The way I understand it, there are definite phases in Charles James’ life. In the 1930s, he had moved from millinery to making garments, designing pieces ahead of his time inventing wrap dresses and “sculptural fashion” such as a futuristic puffer jackets. He also took control of the Charles James brand by licensing his company under his name in 1935. In the 1940s, James made important marketing connections, working with Elizabeth Arden, Lord & Taylor, and Bergdorf Goodman as well as being photographed by the famous Cecil Beaton for Vogue. “Mathematical tailoring combined with the flow of drapery is his forte,” Vogue noted of James in 1944, as he continued offering luxurious dresses despite war-time rationing, at times even using inventive fabrics. Then, there is the man of his first (of two) COTY award of 1950 in which his work was defined by over-the-top, 10-something pound full-skirted evening gowns – equipped with caging and immense boning since they were almost always bare shouldered – that only high society’s wealthiest women could afford. This last and most defining period of his design is what I am channeling with my sewing, although I think the first 30’s portion had the greater talent because I respect the avant-garde. Charles James retired in 1958 and died in 1978.
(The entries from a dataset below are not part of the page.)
PR #17, opened 2015-03-03
Add `--fresh` option to remove scaffolding

davidhemphill:
I'm not a fan of the default scaffolding, but recognize other people are, and I don't hold it against them, so I'd rather pass in a `--fresh` flag when creating a new project. That's just me. No judgement here. Actually, the auth scaffolding is pretty handy, I just don't prefer Bootstrap. Different strokes.

### DIFF
--- a/src/NewCommand.php
+++ b/src/NewCommand.php
@@ -3,6 +3,7 @@
 use ZipArchive;
 use Symfony\Component\Process\Process;
 use Symfony\Component\Console\Input\InputArgument;
+use Symfony\Component\Console\Input\InputOption;
 use Symfony\Component\Console\Input\InputInterface;
 use Symfony\Component\Console\Output\OutputInterface;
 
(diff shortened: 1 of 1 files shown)


laravel
```diff
@@ -4,7 +4,7 @@
 require __DIR__.'/../../autoload.php';
 //require __DIR__.'/vendor/autoload.php';
 
-$app = new Symfony\Component\Console\Application('Laravel Installer', '1.2.0');
+$app = new Symfony\Component\Console\Application('Laravel Installer', '1.2.1');
```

Unfortunately, I cannot personally connect to either time period of James’ life, as he is not remotely on my list of favorite designers. It has been said he would lock his seamstresses in his shop if he felt they were not “working hard enough”, and being the fiery personality and obsessive perfectionist that he was, made very few friends he could keep. Between his irresponsibility in financial matters and his inability to ever deliver an order on time to a client, I feel too distracted by the drama of his life’s story to fully appreciate his work, and I do not welcome the erotic undertones he subtly included in his dresses. By all means, nevertheless, please do your own research on the life, the works, and ingenuity of Charles James so you can make your own opinion.
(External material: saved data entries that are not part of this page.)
PR #20, opened 2015-03-14
Guzzle 5 And Other Cool Stuff

GrahamCampbell:


taylorotwell:
Do you happen to know if Guzzle 4 and Guzzle 5 API's are equivalent for our use case. If we upgrade to 5 here it won't allow any other global CLI libs to use 4. So if possible we might want to consider allowing both 4 and 5.

GrahamCampbell:
Yeh, we could safely allow guzzle 4 here too.

PR #22, opened 2015-03-21
Proposed CS Fixes

GrahamCampbell:


GrahamCampbell:
k, not a fan then, lol

PR #24, opened 2015-04-09
Allowing crafting in an empty dir

phanan:
Right now the script doesn't allow crafting a new Laravel application into an empty directory – it throws an exception if the dir exists. I've added a check to enable this. 

With this change, these commands (which I tend to use) will work fine:

```
mkdir blog
cd blog
laravel new .
```


phanan:
Would you care to elaborate a bit on why, @taylorotwell?

PR #26, opened 2015-04-29
Keep symbolic links in zip

jildertmiedema:
The files in ```vendor/bin``` or symbolic linked.

Use the -y  for ```zip``` will keep the symbolic links.

Otherwise this will produce an error:
```sh
php laravel new test-app
cd test-app/vendor/bin
php ./phpunit
```

### DIFF
--- a/zipper.sh
+++ b/zipper.sh
@@ -2,7 +2,7 @@ wget https://github.com/laravel/laravel/archive/master.zip
 unzip master.zip -d working
 cd working/laravel-master
 composer install
-zip -r ../../laravel-craft.zip .
+zip -ry ../../laravel-craft.zip .
 cd ../..
 mv laravel-craft.zip public/laravel-craft.zip
 rm -rf working


taylorotwell:
This doesn't fix the problem.

jildertmiedema:
Maybe the ```zip``` command is distro dependent. I didn't see the symlinks in my gui zip viewer when looking at the generated zip, but after extracting the archive all was as expected.

jildertmiedema:
More people having problems.

Maybe we can do a ```rm vendor/bin/*``` in the ```zipper.sh``` script before the actual zip is generated. This will exclude the not working files/symlinks. So people won't be able to start them and don't see confusing errors.

On windows systems the bin folder looks different because the scripts will be created their as ```.bat``` files. 

Therefor everybody has to run ```php composer update``` if they want to use the vendor scripts.

syokunin:
What is the status of this issue?

taylorotwell:
What do we need to add to command. The last PR broke the build.

jildertmiedema:
by using `zip -ry ../../laravel-craft.zip` the symblic links or saved in the zip file.
Unziping this file works from cli `unzip latest.zip`
But using php `ZipArchive` won't keep the symblic links.

And windows does not even use these file file, composer creates a bat file when running `php composer install`

crynobone:
@taylorotwell would running `composer install` regenerate the bin folder? SInce `composer.lock` is available this process could actually be fast.

@Seldaek is there a way to regenerate broken symlink via composer command? Or can `composer install` rebuild/reset it if the vendor folder already exist.

Seldaek:
Just running install doesn't regenerate those (yet), only installing a package fresh would do that. As for symlinks yeah they are pretty bad for cross-platform. Maybe we should just generate proxy files even on linux so that they work everywhere.

HiroKws:
Only Japanese resource I found...

for symbolic links :
http://ja.stackoverflow.com/questions/11999/

for execute files:
http://ja.stackoverflow.com/questions/12037

Maybe, this will help the situations. I never met this problem, so I can't do anything about this.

His design house did not outlive him so he is not known as well as his genius warrants. Charles James was an influence not worthy of being so largely unacknowledged. He inspired the likes of Christian Dior, Salvador Dalí, and Balenciaga while Chanel and Schiaparelli (one of my top favorite designers) were included in his exclusive list of clients. Thus, I admire his work and ingenuity enough that some of his creations warrant my saving pictures of them for remembering later. Other things he is famous for actually repel me – I must respect my natural reaction. Thus, it is a big deal for me to even be attempting this designer imitation in the first place. Do not anticipate any other direct Charles James inspiration to be seen here again on my blog, unless I happen to remake James’ famous “Taxi” dress of 1932. So enjoy this probable one-off Charles James appreciation post here, and come delight with me in the monotone loveliness of nature in winter.
FABRIC: 100% cotton thick novelty ribbed velveteen, lined in a poly crepe, for the top and a polyester nubby ivory shantung for the bottom half of my outfit
PATTERNS: Simplicity #1409, a year 1955 original, from my personal pattern stash, for the ‘petal’ top and a Butterick “Retro” #4919, year 2006 reprint of a 1952 pattern (originally Butterick #6338) for the skirt portion
NOTIONS: lots of thread, bias tape, and two zippers
TIME TO COMPLETE: The shantung dress worn as a skirt was finished on April 9, 2021 in 15 hours while my bodice was finished on December 16, 2021 after 16 hours (8 hours hand stitching, 5 hours by machine, and 3 hours of re-drafting the pattern).
THE INSIDES: My top is fully lined while the shantung part has its raw edges zig-zagged over to reduce fraying
TOTAL COST: The novelty velvet for the top was a remnant found on clearance at JoAnn fabric store at $4 for 7/8 of a yard. Lining for the velvet was a no-cost choice – it was a bed sheet originally and leftover from sewing this 90’s era sundress. The shantung was bought 10 years back from a local store, which is out-of-business now, so I no longer remember the cost. I did buy 4 yards of the shantung and I always bought fabric from that store on some sort of discount…maybe I spent $7 a yard.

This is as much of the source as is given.